What you need to do: Would you please copy every line below that includes the string "SQLException"?

━━━

PR #107, opened 2015-09-18
Soft delete schemas

osheroff:
This should get us to where we are safely and quickly removing a downed master's old schemas.  Will follow up with a set of commits in which we scavenge and slowly delete the old rows from the DB.

@zendesk/rules

### DIFF
--- a/src/main/java/com/zendesk/maxwell/schema/SchemaStore.java
+++ b/src/main/java/com/zendesk/maxwell/schema/SchemaStore.java
@@ -9,9 +9,7 @@ import java.sql.PreparedStatement;
 import java.sql.ResultSet;
 import java.sql.SQLException;
 import java.sql.Statement;
-import java.util.ArrayList;
-import java.util.Arrays;
-import java.util.List;
+import java.util.*;
 
 import org.apache.commons.lang.StringUtils;
 import org.slf4j.Logger;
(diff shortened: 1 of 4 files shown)


src/main/java/com/zendesk/maxwell/schema/SchemaStore.java
```diff
@@ -357,9 +366,50 @@ private void deleteOldSchemas(Long currentSchemaId) throws SQLException {
...
 		while ( toDelete > 0 && schemaExists(toDelete) ) {
-			new SchemaStore(connection, serverID, toDelete).destroy();
+			new SchemaStore(connection, serverID, toDelete).delete();
 			toDelete--;
 		}
 	}
 
+	/*
+		for the time being, when we detect other schemas we will simply wipe them down.
+		in the future, this is our moment to pick up where the master left off.
```
vanchi-zendesk: might want to expand this note to mention we soft delete schemas, but we hard delete old positions. (Due to master flip back problem)

vanchi-zendesk:
:+1:

src/main/java/com/zendesk/maxwell/schema/SchemaStore.java
osheroff: well we only soft delete because of the replication pressure.  it's functionally the same as a hard delete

━━━

Answer section:
 import java.sql.SQLException;
@@ -357,9 +366,50 @@ private void deleteOldSchemas(Long currentSchemaId) throws SQLException {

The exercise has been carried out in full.